### [What the task asks]
Every line below is to be quoted exactly, with nothing added or dropped.

[Stored data]
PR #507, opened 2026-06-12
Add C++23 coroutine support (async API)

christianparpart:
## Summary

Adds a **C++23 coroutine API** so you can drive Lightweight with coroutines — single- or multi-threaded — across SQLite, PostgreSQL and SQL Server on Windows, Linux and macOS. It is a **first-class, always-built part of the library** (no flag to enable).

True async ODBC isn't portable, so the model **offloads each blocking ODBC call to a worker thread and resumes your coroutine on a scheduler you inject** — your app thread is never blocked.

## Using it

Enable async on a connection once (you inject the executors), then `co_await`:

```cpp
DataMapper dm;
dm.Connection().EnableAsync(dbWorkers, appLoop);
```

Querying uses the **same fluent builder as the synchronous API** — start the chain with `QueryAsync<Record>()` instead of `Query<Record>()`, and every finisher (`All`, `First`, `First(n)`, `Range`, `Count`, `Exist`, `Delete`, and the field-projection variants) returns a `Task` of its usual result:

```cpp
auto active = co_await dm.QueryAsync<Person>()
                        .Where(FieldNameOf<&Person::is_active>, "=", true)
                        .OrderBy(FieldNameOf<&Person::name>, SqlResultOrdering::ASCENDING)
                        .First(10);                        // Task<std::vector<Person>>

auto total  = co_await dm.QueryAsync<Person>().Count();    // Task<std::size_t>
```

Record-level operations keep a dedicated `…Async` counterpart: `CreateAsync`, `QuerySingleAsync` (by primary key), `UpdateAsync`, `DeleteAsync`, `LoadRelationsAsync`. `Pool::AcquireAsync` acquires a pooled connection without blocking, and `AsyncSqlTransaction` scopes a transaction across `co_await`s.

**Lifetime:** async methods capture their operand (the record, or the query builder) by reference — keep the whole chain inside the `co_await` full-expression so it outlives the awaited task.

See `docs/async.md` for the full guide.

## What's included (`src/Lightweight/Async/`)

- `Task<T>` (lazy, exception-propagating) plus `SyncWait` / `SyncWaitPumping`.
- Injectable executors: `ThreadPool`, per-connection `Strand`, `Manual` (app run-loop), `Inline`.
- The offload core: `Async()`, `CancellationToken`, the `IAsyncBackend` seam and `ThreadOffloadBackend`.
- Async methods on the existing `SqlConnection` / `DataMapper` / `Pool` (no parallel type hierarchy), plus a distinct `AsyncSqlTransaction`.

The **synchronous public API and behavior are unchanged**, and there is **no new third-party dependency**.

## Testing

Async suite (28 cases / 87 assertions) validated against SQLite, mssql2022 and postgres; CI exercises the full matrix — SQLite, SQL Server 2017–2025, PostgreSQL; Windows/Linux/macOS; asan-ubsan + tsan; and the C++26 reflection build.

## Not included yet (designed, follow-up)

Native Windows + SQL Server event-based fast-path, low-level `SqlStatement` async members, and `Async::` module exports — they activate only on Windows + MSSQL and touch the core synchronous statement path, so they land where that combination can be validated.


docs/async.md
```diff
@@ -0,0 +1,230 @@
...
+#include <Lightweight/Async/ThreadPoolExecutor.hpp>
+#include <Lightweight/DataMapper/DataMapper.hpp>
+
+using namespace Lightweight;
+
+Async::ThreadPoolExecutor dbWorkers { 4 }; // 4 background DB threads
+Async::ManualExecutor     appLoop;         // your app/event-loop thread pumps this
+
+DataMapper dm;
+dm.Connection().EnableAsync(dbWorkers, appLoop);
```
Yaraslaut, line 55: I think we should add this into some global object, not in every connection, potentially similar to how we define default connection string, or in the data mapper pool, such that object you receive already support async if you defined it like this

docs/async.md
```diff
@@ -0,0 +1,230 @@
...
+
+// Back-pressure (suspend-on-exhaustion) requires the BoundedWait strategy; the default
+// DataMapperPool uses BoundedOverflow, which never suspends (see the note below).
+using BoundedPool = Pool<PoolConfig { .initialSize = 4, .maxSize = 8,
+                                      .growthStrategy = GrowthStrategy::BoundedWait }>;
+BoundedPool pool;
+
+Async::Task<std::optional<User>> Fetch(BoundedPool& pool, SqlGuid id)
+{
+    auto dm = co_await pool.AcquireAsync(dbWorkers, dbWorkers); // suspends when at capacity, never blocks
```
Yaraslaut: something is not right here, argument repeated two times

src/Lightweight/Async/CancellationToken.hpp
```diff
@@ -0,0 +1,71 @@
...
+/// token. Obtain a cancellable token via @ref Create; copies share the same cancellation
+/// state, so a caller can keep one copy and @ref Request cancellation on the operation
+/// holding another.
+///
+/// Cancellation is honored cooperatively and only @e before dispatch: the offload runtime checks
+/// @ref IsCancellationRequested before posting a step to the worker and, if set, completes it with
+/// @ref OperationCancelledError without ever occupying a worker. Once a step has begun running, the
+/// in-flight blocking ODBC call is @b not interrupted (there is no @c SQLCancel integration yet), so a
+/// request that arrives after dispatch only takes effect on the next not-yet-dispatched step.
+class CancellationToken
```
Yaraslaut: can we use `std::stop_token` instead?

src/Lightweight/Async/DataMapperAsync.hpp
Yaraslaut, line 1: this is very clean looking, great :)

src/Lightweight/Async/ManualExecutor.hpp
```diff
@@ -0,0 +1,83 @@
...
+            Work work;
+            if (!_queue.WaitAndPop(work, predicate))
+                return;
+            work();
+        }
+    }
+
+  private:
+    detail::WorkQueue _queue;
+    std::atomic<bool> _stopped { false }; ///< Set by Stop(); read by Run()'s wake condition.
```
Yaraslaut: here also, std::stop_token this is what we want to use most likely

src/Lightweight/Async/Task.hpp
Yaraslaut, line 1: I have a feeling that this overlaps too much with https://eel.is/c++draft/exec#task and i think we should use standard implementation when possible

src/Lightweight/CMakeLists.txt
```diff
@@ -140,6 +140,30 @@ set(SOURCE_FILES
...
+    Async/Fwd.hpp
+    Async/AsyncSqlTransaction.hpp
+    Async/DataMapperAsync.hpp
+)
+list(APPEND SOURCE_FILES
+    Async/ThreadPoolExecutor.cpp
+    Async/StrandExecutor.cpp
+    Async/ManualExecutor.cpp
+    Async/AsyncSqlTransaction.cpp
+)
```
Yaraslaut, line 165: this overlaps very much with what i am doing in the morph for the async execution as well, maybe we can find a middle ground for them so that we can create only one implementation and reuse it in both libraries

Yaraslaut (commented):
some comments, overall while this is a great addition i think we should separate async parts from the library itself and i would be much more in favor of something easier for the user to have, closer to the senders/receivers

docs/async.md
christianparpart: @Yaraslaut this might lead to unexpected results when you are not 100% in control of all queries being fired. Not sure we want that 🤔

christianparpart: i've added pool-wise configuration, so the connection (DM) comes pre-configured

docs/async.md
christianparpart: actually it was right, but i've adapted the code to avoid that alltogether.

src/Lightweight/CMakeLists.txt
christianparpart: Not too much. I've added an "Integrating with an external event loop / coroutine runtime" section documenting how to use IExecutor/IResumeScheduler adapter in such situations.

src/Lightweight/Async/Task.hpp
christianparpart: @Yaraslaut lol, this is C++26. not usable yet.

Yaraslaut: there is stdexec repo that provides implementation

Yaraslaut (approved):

### [Solution to this problem]
PR #507, opened 2026-06-12
Add C++23 coroutine support (async API)

christianparpart:
## Summary

Adds a **C++23 coroutine API** so you can drive Lightweight with coroutines — single- or multi-threaded — across SQLite, PostgreSQL and SQL Server on Windows, Linux and macOS. It is a **first-class, always-built part of the library** (no flag to enable).

True async ODBC isn't portable, so the model **offloads each blocking ODBC call to a worker thread and resumes your coroutine on a scheduler you inject** — your app thread is never blocked.

## Using it

Enable async on a connection once (you inject the executors), then `co_await`:

```cpp
DataMapper dm;
dm.Connection().EnableAsync(dbWorkers, appLoop);
```

Querying uses the **same fluent builder as the synchronous API** — start the chain with `QueryAsync<Record>()` instead of `Query<Record>()`, and every finisher (`All`, `First`, `First(n)`, `Range`, `Count`, `Exist`, `Delete`, and the field-projection variants) returns a `Task` of its usual result:

```cpp
auto active = co_await dm.QueryAsync<Person>()
                        .Where(FieldNameOf<&Person::is_active>, "=", true)
                        .OrderBy(FieldNameOf<&Person::name>, SqlResultOrdering::ASCENDING)
                        .First(10);                        // Task<std::vector<Person>>

auto total  = co_await dm.QueryAsync<Person>().Count();    // Task<std::size_t>
```

Record-level operations keep a dedicated `…Async` counterpart: `CreateAsync`, `QuerySingleAsync` (by primary key), `UpdateAsync`, `DeleteAsync`, `LoadRelationsAsync`. `Pool::AcquireAsync` acquires a pooled connection without blocking, and `AsyncSqlTransaction` scopes a transaction across `co_await`s.

**Lifetime:** async methods capture their operand (the record, or the query builder) by reference — keep the whole chain inside the `co_await` full-expression so it outlives the awaited task.

See `docs/async.md` for the full guide.

## What's included (`src/Lightweight/Async/`)

- `Task<T>` (lazy, exception-propagating) plus `SyncWait` / `SyncWaitPumping`.
- Injectable executors: `ThreadPool`, per-connection `Strand`, `Manual` (app run-loop), `Inline`.
- The offload core: `Async()`, `CancellationToken`, the `IAsyncBackend` seam and `ThreadOffloadBackend`.
- Async methods on the existing `SqlConnection` / `DataMapper` / `Pool` (no parallel type hierarchy), plus a distinct `AsyncSqlTransaction`.

The **synchronous public API and behavior are unchanged**, and there is **no new third-party dependency**.

## Testing

Async suite (28 cases / 87 assertions) validated against SQLite, mssql2022 and postgres; CI exercises the full matrix — SQLite, SQL Server 2017–2025, PostgreSQL; Windows/Linux/macOS; asan-ubsan + tsan; and the C++26 reflection build.

## Not included yet (designed, follow-up)

Native Windows + SQL Server event-based fast-path, low-level `SqlStatement` async members, and `Async::` module exports — they activate only on Windows + MSSQL and touch the core synchronous statement path, so they land where that combination can be validated.


docs/async.md
```diff
@@ -0,0 +1,230 @@
...
+#include <Lightweight/Async/ThreadPoolExecutor.hpp>
+#include <Lightweight/DataMapper/DataMapper.hpp>
+
+using namespace Lightweight;
+
+Async::ThreadPoolExecutor dbWorkers { 4 }; // 4 background DB threads
+Async::ManualExecutor     appLoop;         // your app/event-loop thread pumps this
+
+DataMapper dm;
+dm.Connection().EnableAsync(dbWorkers, appLoop);
```
Yaraslaut, line 55: I think we should add this into some global object, not in every connection, potentially similar to how we define default connection string, or in the data mapper pool, such that object you receive already support async if you defined it like this

docs/async.md
```diff
@@ -0,0 +1,230 @@
...
+
+// Back-pressure (suspend-on-exhaustion) requires the BoundedWait strategy; the default
+// DataMapperPool uses BoundedOverflow, which never suspends (see the note below).
+using BoundedPool = Pool<PoolConfig { .initialSize = 4, .maxSize = 8,
+                                      .growthStrategy = GrowthStrategy::BoundedWait }>;
+BoundedPool pool;
+
+Async::Task<std::optional<User>> Fetch(BoundedPool& pool, SqlGuid id)
+{
+    auto dm = co_await pool.AcquireAsync(dbWorkers, dbWorkers); // suspends when at capacity, never blocks
```
Yaraslaut: something is not right here, argument repeated two times

src/Lightweight/Async/CancellationToken.hpp
```diff
@@ -0,0 +1,71 @@
...
+/// token. Obtain a cancellable token via @ref Create; copies share the same cancellation
+/// state, so a caller can keep one copy and @ref Request cancellation on the operation
+/// holding another.
+///
+/// Cancellation is honored cooperatively and only @e before dispatch: the offload runtime checks
+/// @ref IsCancellationRequested before posting a step to the worker and, if set, completes it with
+/// @ref OperationCancelledError without ever occupying a worker. Once a step has begun running, the
+/// in-flight blocking ODBC call is @b not interrupted (there is no @c SQLCancel integration yet), so a
+/// request that arrives after dispatch only takes effect on the next not-yet-dispatched step.
+class CancellationToken
```
Yaraslaut: can we use `std::stop_token` instead?

src/Lightweight/Async/DataMapperAsync.hpp
Yaraslaut, line 1: this is very clean looking, great :)

src/Lightweight/Async/ManualExecutor.hpp
```diff
@@ -0,0 +1,83 @@
...
+            Work work;
+            if (!_queue.WaitAndPop(work, predicate))
+                return;
+            work();
+        }
+    }
+
+  private:
+    detail::WorkQueue _queue;
+    std::atomic<bool> _stopped { false }; ///< Set by Stop(); read by Run()'s wake condition.
```
Yaraslaut: here also, std::stop_token this is what we want to use most likely

src/Lightweight/Async/Task.hpp
Yaraslaut, line 1: I have a feeling that this overlaps too much with https://eel.is/c++draft/exec#task and i think we should use standard implementation when possible

src/Lightweight/CMakeLists.txt
```diff
@@ -140,6 +140,30 @@ set(SOURCE_FILES
...
+    Async/Fwd.hpp
+    Async/AsyncSqlTransaction.hpp
+    Async/DataMapperAsync.hpp
+)
+list(APPEND SOURCE_FILES
+    Async/ThreadPoolExecutor.cpp
+    Async/StrandExecutor.cpp
+    Async/ManualExecutor.cpp
+    Async/AsyncSqlTransaction.cpp
+)
```
Yaraslaut, line 165: this overlaps very much with what i am doing in the morph for the async execution as well, maybe we can find a middle ground for them so that we can create only one implementation and reuse it in both libraries

Yaraslaut (commented):
some comments, overall while this is a great addition i think we should separate async parts from the library itself and i would be much more in favor of something easier for the user to have, closer to the senders/receivers

docs/async.md
christianparpart: @Yaraslaut this might lead to unexpected results when you are not 100% in control of all queries being fired. Not sure we want that 🤔

christianparpart: i've added pool-wise configuration, so the connection (DM) comes pre-configured

docs/async.md
christianparpart: actually it was right, but i've adapted the code to avoid that alltogether.

src/Lightweight/CMakeLists.txt
christianparpart: Not too much. I've added an "Integrating with an external event loop / coroutine runtime" section documenting how to use IExecutor/IResumeScheduler adapter in such situations.

src/Lightweight/Async/Task.hpp
christianparpart: @Yaraslaut lol, this is C++26. not usable yet.

Yaraslaut: there is stdexec repo that provides implementation

Yaraslaut (approved):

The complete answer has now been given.